Abstract
Losing one's ability to speak, because of tissue deficiency at the vocal fold (VF), leads to serious impairment in the quality of life. Until now, there is no successful approach for regenerating the VF. The aim of this study was to show the advantage of magnetic nanoparticles in the generation of scaffold-free three-dimensional (3D) VF cell constructs by magnetic tissue engineering (MTE). Rabbit VF fibroblasts were used to establish MTE: after cellular uptake of superparamagnetic iron oxide nanoparticles (SPIONs), cells can be controlled with a magnetic field thereby forming solid 3D cell structures.

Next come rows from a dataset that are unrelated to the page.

PR #224, opened 2018-04-27
Commands out of sync

saruman:
Hello.
MySQL was throwing this error: Commands out of sync; you can't run this command now.

The MySQL client does not allow you to execute a new query where there are still rows to be fetched from an in-progress query. See https://dev.mysql.com/doc/refman/8.0/en/commands-out-of-sync.html.

I found the solution here:  https://stackoverflow.com/questions/14715889/strict-standards-mysqli-next-result-error-with-mysqli-multi-query

Now everything is working perfectly fine.  Please let me know.

### DIFF
--- a/modules/database/classes/Kohana/Database/MySQLi.php
+++ b/modules/database/classes/Kohana/Database/MySQLi.php
@@ -173,6 +173,9 @@ class Kohana_Database_MySQLi extends Database {
 				':query' => $sql
 			], $this->_connection->errno);
 		}
+		
+		do {}
+        	while (mysqli_more_results($this->_connection) AND mysqli_next_result($this->_connection));
 
 		if (isset($benchmark))
 		{


errotan:
Could you tell some use cases where this is required?

modules/database/classes/Kohana/Database/MySQLi.php
```diff
@@ -173,6 +173,9 @@ public function query($type, $sql, $as_object = FALSE, array $params = NULL)
 				':query' => $sql
 			], $this->_connection->errno);
 		}
+		
+		do {}
+        	while (mysqli_more_results($this->_connection) AND mysqli_next_result($this->_connection));
```
errotan: Using procedural style, should be like $this->_connection->more_results and $this->_connection->next_result

piotrbaczek: Please prepare DB/code where this is useful and an error is thrown/returned.

toitzi:
@saruman Can you please provide an example statement where this happends?

piotrbaczek:
This should be performed in your code, and not in the driver. Closing.

PR #235, opened 2018-05-23
Added Cloudflare support when detecting Request::$client_ip

leonar15:
Also added test coverage for client_ip proxy types


errotan:
This header can be sent using a regular browser (eg. firefox). So this can be used to bypass some access control, like IP based banning?

PR #241, opened 2018-06-25
Update system/kohana/URL.php

klunker:
Add a check on subdomain into another logical tree, becouse subdomain don't added to url on subdomain pages.


WinterSilence:
@klunker mb better set subdomain once after this if/else?

errotan:
I rewrited this and committed into devel.

PR #244, opened 2018-07-26
Behavior updates

svenbw:
Fixed some indents.
Added option to switch off the verification of the GUID(/UUID), when inserting a lot of columns this check decreased the insert performance.
Uniqueness should be set on the database column.


modules/orm/classes/ORM/Behavior/Guid.php
```diff
@@ -1,113 +1,148 @@
...
+		}
+
+		// Try to create a new GUID
+		$query = DB::select()->from($model->table_name())
+			->where($this->_guid_column, '=', ':guid')
+			->limit(1);
+
+		while (empty($current_guid))
+		{
+			$current_guid = sprintf('%04x%04x-%04x-%04x-%04x-%04x%04x%04x',
```
piotrgolasz: This should be an independent function - in a complete new class, so it can be reused.

svenbw: OK, there are UUID modules available, we can include this module by default.
Or I add a class to the Kohana core, since it's very simple I think this is the best option.

svenbw: @piotrgolasz I wrote a class for the core, but it might cause some issues on existing installations. "UUID" as a class is a commonly used name, putting it in the core is a risk.
Or I create an `ORMUUID` class, which is probably unique. What do you think?

piotrbaczek: ORM UUID type would be best imho.

toitzi:
@svenbw @piotrbaczek What's the current state / what needs to be done here?

toitzi:
Fixed with #319

PR #249, opened 2018-08-07
Fixed error handlers (strict compliance with PHP 7)

### LINKED ISSUE #248: Error handlers in strict accordance with PHP 7
Koseven installer requires PHP version at least 7.0:
https://github.com/koseven/koseven/blob/devel/public/install.php#L136

Tests for PHP 5 are not performed:
https://github.com/koseven/koseven/blob/devel/.travis.yml#L4

We can replace the error handlers in strict accordance with PHP 7?

http://php.net/manual/en/function.set-exception-handler.php

What do you think of it?

bkosun:
Fixed #248

### DIFF
--- a/modules/minion/classes/Kohana/Minion/Exception.php
+++ b/modules/minion/classes/Kohana/Minion/Exception.php
@@ -16,26 +16,26 @@ class Kohana_Minion_Exception extends Kohana_Exception {
 	 * Should this display a stack trace? It's useful.
 	 *
 	 * @uses    Kohana_Exception::text
-	 * @param   Exception   $e
+	 * @param   Throwable  $t
 	 * @return  boolean
 	 */
-	public static function handler($e)
+	public static function handler(Throwable $t)
 	{
 		try
 		{
 			// Log the exception
-			Kohana_Exception::log($e);
+			Kohana_Exception::log($t);
 
-			if ($e instanceof Minion_Exception)
+			if ($t instanceof Minion_Exception)
 			{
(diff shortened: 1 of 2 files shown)


neo22s:
@errotan we can add this for 4.0.0 and then update the docs for migration.

Should I merge?

errotan:
Before merging can we rename the master branch? I written a roadmap a while ago and members agreed on it on telegram: https://github.com/koseven/koseven/blob/devel/ROADMAP.md It is ok if you think it is not required, but than roadmap needs to be edited.

neo22s:
Sure!  I think gets more clear ;)

Rename current to 3.3 and we create a new one based on devel called master?

thanks

errotan:
Nope. Master is not needed as the name does not designate the purpose of the branch.

neo22s:
@errotan sorry I meant 4.0 instead of master I do not know why I wrote master :S

"Rename current to 3.3 and we create a new one based on devel called 4.0" I wanted to say hahah

toitzi:
@neo22s Is there anything todo here?

neo22s:
We need to update the docs, explaining this change, on migrate from 3.x to 4.x

toitzi:
Before we release 4.0 we can write a guide or something if needed. To keep track and don't forget it i added it to 4.0's [Changelog](https://github.com/koseven/koseven/blob/v4.0/CHANGELOG.md).
Let's collect all changes there and write examples / docs if needed when they are final

PR #256, opened 2018-09-13
Implemented random_bytes for security token generation

partnerizemark:


partnerizemark:
@errotan updated with requested syntax - i also noticed that if existing token was present and $new was True that if the random_bytes function was missing the previous token would be returned (v. bad) changed this to setting $token = NULL then using a finally block to ensure the token is generated on NULL

system/classes/Kohana/Security.php
```diff
@@ -47,17 +47,36 @@ public static function token($new = FALSE)
 
 		if ($new === TRUE OR ! $token)
 		{
-			// Generate a new unique token
-			if (function_exists('openssl_random_pseudo_bytes'))
+			$token = NULL;
+
+			try
+			{
+				if (function_exists('random_bytes')) {
```
bkosun: > Curly brackets are placed on their own line, indented to the same level as the control statement.

https://docs.koseven.ga/guide/kohana/conventions#curly-brackets

system/classes/Kohana/Security.php
```diff
@@ -47,17 +47,36 @@ public static function token($new = FALSE)
...
+				// Random bytes function is available but no sources of randomness are available
+				// so rather than allowing the exception to be thrown - fall back to other methods.
+				// @see http://php.net/manual/en/function.random-bytes.php
 			}
-			else
+			finally
 			{
-				// Otherwise, fall back to a hashed uniqid
-				$token = sha1(uniqid(NULL, TRUE));
+				if (! $token)
```
bkosun: > There should be one space after statement name, followed by a parenthesis. The ! (bang) character must have a space on either side to ensure maximum readability. Except in the case of a bang or type casting, there should be no whitespace after an opening parenthesis or before a closing parenthesis.
https://docs.koseven.ga/guide/kohana/conventions#parentheses

system/classes/Kohana/Security.php
```diff
@@ -83,25 +102,25 @@ public static function check($token)
 	{
 		return Security::slow_equals(Security::token(), $token);
 	}
-	
-	
-	
+
+
+
```
bkosun: Unnecessary line breaks

partnerizemark:
@bkosun see latest commit for implementations of the conventions and coding styles advised.

errotan:
Changed it a little bit: 6d42bb5

partnerizemark:
@errotan example present in forked repo

partnerizemark:
@errotan apologies ignore my comment, i now see you replaced the $token = with returns.

PR #259, opened 2018-10-03
Update View, Core, UTF8 classes

WinterSilence:


system/classes/Kohana/Core.php
```diff
@@ -233,7 +233,7 @@ public static function init(array $settings = NULL)
 					// Set permissions (must be manually set to fix umask issues)
 					chmod($settings['cache_dir'], 0755);
 				}
-				catch (Exception $e)
+				catch (Throwable $e)
```
bkosun: Why do you use Throwable instead of Exception?

system/classes/Kohana/Core.php
```diff
@@ -717,13 +717,10 @@ public static function list_files($directory = NULL, array $paths = NULL)
 							}
 						}
 					}
-					else
+					elseif ( ! isset($found[$key]))
```
bkosun: What you do not like the previous solution?

system/classes/Kohana/Core.php
```diff
@@ -942,7 +939,7 @@ public static function error_handler($code, $error, $file = NULL, $line = NULL)
 		{
 			// This error is not suppressed by current error reporting settings
 			// Convert the error into an ErrorException
-			throw new ErrorException($error, $code, 0, $file, $line);
+			throw new ErrorException($error, $code, $code, $file, $line);
```
bkosun: Why should the $code and $severity parameters be the same?
http://php.net/manual/en/errorexception.construct.php

system/classes/Kohana/Core.php
```diff
@@ -983,7 +980,7 @@ public static function shutdown_handler()
 			ob_get_level() AND ob_clean();
 
 			// Fake an exception for nice debugging
-			Kohana_Exception::handler(new ErrorException($error['message'], $error['type'], 0, $error['file'], $error['line']));
+			Kohana_Exception::handler(new ErrorException($error['message'], $error['type'], $error['type'], $error['file'], $error['line']));
```
bkosun: Why should the $code and $severity parameters be the same?
http://php.net/manual/en/errorexception.construct.php

system/classes/Kohana/UTF8.php
```diff
@@ -138,11 +147,13 @@ public static function strip_non_ascii($str)
...
-	 * @param   string  $str    string to transliterate
-	 * @param   integer $case   -1 lowercase only, +1 uppercase only, 0 both cases
+	 * @param   string  $str           string to transliterate
+	 * @param   integer $case          -1 lowercase only, +1 uppercase only, 0 both cases
+	 * @param   array   $lower_accents lower accents
+	 * @param   array   $upper_accents upper accents
 	 * @return  string
 	 */
-	public static function transliterate_to_ascii($str, $case = 0)
+	public static function transliterate_to_ascii($str, $case = 0, array $lower_accents = NULL, array $upper_accents = NULL): string
```
bkosun: Why do you explicitly specify the return type? As far as I understand, in Koseven this can be done only in special cases.

system/classes/Kohana/View.php
```diff
@@ -233,19 +228,19 @@ public function __toString()
 	{
 		try
 		{
-			return $this->render();
+			return (string) $this->render();
```
bkosun: The render() method returns a string.

system/classes/Kohana/View.php
```diff
@@ -255,12 +250,13 @@ public function __toString()
...
 	 * @param   string  $file   view filename
-	 * @return  View
+	 * @return  self
 	 * @throws  View_Exception
 	 */
 	public function set_filename($file)
 	{
-		if (($path = Kohana::find_file('views', $file)) === FALSE)
+		$path = file_exists($file) ? $file : Kohana::find_file('views', $file);
+		if (!$path)
```
bkosun: https://docs.koseven.ga/guide/kohana/conventions#parentheses

system/classes/Kohana/Core.php
WinterSilence: Need catch Error (Error/Exception implements Throwable).

system/classes/Kohana/Core.php
WinterSilence: its shortcut

system/classes/Kohana/Core.php
WinterSilence: > While the severity can be any integer value, it is intended that the error constants be used. 

http://us2.php.net/manual/en/errorexception.construct.php

system/classes/Kohana/View.php
WinterSilence: render method at errors can be return void/null

system/classes/Kohana/UTF8.php
WinterSilence: we cant update typing for all classes, can do it step by step.

bkosun: To implement such changes, you need to add a new feature branch and work there, and then merge the branches.

system/classes/Kohana/View.php
bkosun: https://github.com/koseven/koseven/blob/ec1778f1fe9175fdb07f1babfedcd37716cc4c67/system/classes/Kohana/View.php#L359
https://github.com/koseven/koseven/blob/ec1778f1fe9175fdb07f1babfedcd37716cc4c67/system/classes/Kohana/View.php#L74

According to the documentation
```
/**
 * Get current buffer contents and delete current output buffer
 * @link http://php.net/manual/en/function.ob-get-clean.php
 * @return string the contents of the output buffer and end output buffering.
 * If output buffering isn't active then false is returned.
 * @since 4.3.0
 * @since 5.0
 */
function ob_get_clean () {}
```

system/classes/Kohana/Core.php
bkosun: ?

WinterSilence: @bkosun see  example by php team: severity = code, code = 0, i dont set code = 0 because its can break users code.

system/classes/Kohana/View.php
WinterSilence: @bkosun search problems then method return not string harder than fix returned value.

system/classes/Kohana/Core.php
bkosun: Unfortunately I did not find this note on the page indicated.

WinterSilence: >  severity The severity level of the exception.
Note: While the severity can be any integer value, it is intended that the error constants be used.

WinterSilence: @bkosun http://us2.php.net/manual/en/class.errorexception.php

bkosun: But why do you think `$code` should be equal to `$severity?`

You yourself quoted:
> Note: While the severity can be any integer value, it is intended that the error constants be used.

These constants are:
http://php.net/manual/en/errorfunc.constants.php#errorfunc.constants

The `$code` parameter can contain any value so that you can correctly handle the error.  

For example, if you have a child `Exception` class that handles a MySQL database error, then `$code` may be a MySQL error code.

WinterSilence: @bkosun  >  Is not it? 

nope., because severity added in ErrorException.

PR #260, opened 2018-10-07
remove unused variables

errotan:
found using phpcs-variable-analysis


modules/auth/classes/Kohana/Auth/File.php
```diff
@@ -34,6 +34,11 @@ public function __construct($config = [])
 	 */
 	protected function _login($username, $password, $remember)
 	{
+		if ($remember)
```
piotrgolasz: +1

PR #263, opened 2018-10-22
Pass directory param in Pagination constructor

piotrbaczek:


neo22s:
only issue I see that the Directory may not be added in the pagination. But does not hurt anyone. good for me.

PR #264, opened 2018-10-24
Add JSON field type to MySQLi Driver

uBizzy:
"JSON" is an alias field type for "LONGTEXT". This edit make MySQLi Driver compatible to use "JSON" field type.

### DIFF
--- a/modules/database/classes/Kohana/Database/MySQLi.php
+++ b/modules/database/classes/Kohana/Database/MySQLi.php
@@ -222,6 +222,7 @@ class Kohana_Database_MySQLi extends Database {
 			'integer unsigned'          => ['type' => 'int', 'min' => '0', 'max' => '4294967295'],
 			'longblob'                  => ['type' => 'string', 'binary' => TRUE, 'character_maximum_length' => '4294967295'],
 			'longtext'                  => ['type' => 'string', 'character_maximum_length' => '4294967295'],
+			'json'                      => ['type' => 'string', 'character_maximum_length' => '4294967295'],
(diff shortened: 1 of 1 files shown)


piotrbaczek:
@uBizzy can you also add JSON to ORM, so that the field that is JSON will get json_encoded before saving and json_decoded after pull?

uBizzy:
@piotrbaczek , do you think it is really necessary? I see no obligation to have it that way because each one can decide which to use. The only thing I envision here is:

1. Return only a json on SELECT, then the user decide if he want to decode or not, or pass it as an option
2. On INSERT / UPDATE verify if it is an array and apply the json_encode. Any way, if it is not a valid json the SQL will return an error with a non valid value for this field and it then Kohana catch that error.

What are your thoughts?

bkosun:
@piotrbaczek,

You can declare properties to be serialized, here’s a simple example:

```
class Model_User extends ORM
{
    protected $_serialize_columns = [
        'column_name_1',
        'column_name_2',
        'column_name_3',
    ];
}
```

The json_encode / json_decode functions will be automatically applied to the specified properties.

https://github.com/koseven/koseven/blob/6c1c48eba774104681e1ba0bebcd06e8e315140a/modules/orm/classes/Kohana/ORM.php#L1923
https://github.com/koseven/koseven/blob/6c1c48eba774104681e1ba0bebcd06e8e315140a/modules/orm/classes/Kohana/ORM.php#L1932

uBizzy:
Any feedback about this pull request?

PR #41, opened 2013-07-03
A plugin to avoid slug collisions for articles with the same title

leofiore:


jonathan-s:
this pull request could be closed as it's already implemented in core.

leofiore:
actually, looking at the code, i don't see anything similar, nor i see any relevant testcase.

PR #90, opened 2013-10-11
Lightbox Plugin: Basic Lightbox support for images and figures

jprine:
Lightbox works for image tags with a class of the form `lb-[set]` where `[set]` is the Lightbox image set the image will be placed in.

The Lightbox css, javascript, and image files still need to be added manually to the theme.


antgel:
This has been around for a while. Shame for those of us finding the pure CSS lightbox a bit vanilla.

justinmayer:
@antgel: I assume the submodule version by @kura didn't work well for you? If it did not, do you know whether the code in this pull request works well with the latest Pelican 4.0 release?

justinmayer:
See also: #824

antgel:
@justinmayer Indeed, the submodule you refer to (and which I meant by "pure CSS lightbox") requires thumbnails to be created separately to main images. The beauty of the `{lightbox}` notation in the Photos plugin is that it doesn't require such heavy lifting. It's generally confusing that the Photos plugin is designed to work with a different Lightbox than is supplied in this repository. The only (vague) clue is that in the Photo plugin docs, the link is to https://lokeshdhakar.com/projects/lightbox2/, but it's still not clear to the newbie.

antgel:
Doubtful, I think lightbox2 is the de facto for a while.

PR #111, opened 2013-11-17
Youtube align

vellvisher:
Added text-align attribute to liquid_tags.youtube by enclosing the iframe in an HTML <div> tag and specifying the text-align property.

Also, shifted to named groups for Python regex.

Thought someone might want to do the same thing!


kdeldycke:
The `liquid_tags` plugin has been migrated as a stand-alone plugin at https://github.com/pelican-plugins/liquid-tags . I recommend you to try out that new version as some bugs were fixed and the plugin is actively being worked on over there.

In the mean time I guess we can close this PR.

justinmayer:
Agreed. Thanks, Kevin!

PR #139, opened 2014-02-01
new plugin: i18n_subsites

smartass101:
This plugin provides a simple way to create subsites for each used language.
Themes can be localized by specifying a different _THEME_ for each language in _I18N_SUBSITES_
In the future theming should support `jinja2.ext.i18n` + babel too, but this first version of the plugin concentrates mainly on the generation aspect.

### DIFF
--- a/i18n_subsites/README.rst
+++ b/i18n_subsites/README.rst
@@ -1,11 +1,12 @@
-i18n subsites plugin
-===================
+======================
+ i18n subsites plugin
+======================
 
 This plugin extends the translations functionality by creating i8n-ized sub-sites for the default site.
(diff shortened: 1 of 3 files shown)


therealmaxmoon:
Is having a whole copy of a theme still a solution today, if you support several languages? I have the same problem like [this person](https://github.com/getpelican/pelican/issues/92#issuecomment-1309188) has. The articles are in two languages and can be chosen by a button, which is done really good by i18n_subsites, but if you have a navigation bar in another language and the only way to translate them is to have a copy of a whole theme, only changing some strings, seems a little bit of overhead. 

And because the last post is 6 years old there might be a better solution. 

Thank you for your help :)

PR #167, opened 2014-02-22
Fix sitemap plugin to look for index#.html files (if pagination is on)

Vincent-C:
The current sitemap plugin only adds index.html to the sitemap, but if the user has pagination enabled (which generates index2.html, index3.html, etc.), then these additional index files don't get added to the sitemap.

I've quickly hacked together a solution that works, although I don't think hardcoding "100" in there is the right thing to do. Suggestions?

### DIFF
--- a/sitemap/sitemap.py
+++ b/sitemap/sitemap.py
@@ -206,10 +206,13 @@ class SitemapGenerator(object):
                                                'date',
                                                'url'])
 
-            for standard_page_url in ['index.html',
-                                      'archives.html',
-                                      'tags.html',
-                                      'categories.html']:
+            standard_pages = ['index.html', 'archives.html',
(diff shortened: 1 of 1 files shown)


mknecht:
Hey, what would have to change so that this fix gets included?

justinmayer:
1. a better solution, preferably, than hardcoding "100"
2. clean-up into a single commit

kdeldycke:
This proposed fix is outdated. `sitemap` code has been refactored in commit https://github.com/pelican-plugins/sitemap/commit/c8cf56251bdb6c1e226d9408f620d22b574e2ac0 to make it more sensitive to the site configuration.

I guess this PR can be closed.

justinmayer:
Thanks, Kevin!

PR #210, opened 2014-05-24
[liquid_tags:notebook] Fix hardcoded content path

amic-github:
'content' is not supposed to even be the default for PATH.

Maybe there is a more standard way to do it, but this patch works.


justinmayer:
For now I still think falling back to `content` would be best. Addressed via ce69814.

To transfer this method into human cells, SPIONs were adapted accordingly and tested for their influence on human VF (hVF) cells and for their ability to perform MTE with hVF cells. Of interest, the cell number and the magnet's shape influence the form of the rabbit VF cell construct. After successful characterization of hVF cells, biocompatibility analyses revealed no significant influence of SPIONs on them, thus 3D hVF cell constructs could be successfully generated by MTE. These basic results are important to develop MTE as an innovative method to regenerate functional VFs. We expect that in vivo studies, including MTE as an elegant, far-field controlled and touchless technology, will translate MTE VF bioconstructs into reconstructive laryngeal medicine. Impact Statement This study aims at nanotechnology for regenerative medicine by magnetic tissue engineering (MTE). New approaches for vocal fold (VF) reconstruction are desperately needed. Superparamagnetic iron oxide nanoparticles offer innovative, scaffold-free potentials for tissue engineering: MTE. By using MTE we could generate functional multilayered human VF cell constructs, which can consequently be used to regenerate the voice in patients with VF injuries.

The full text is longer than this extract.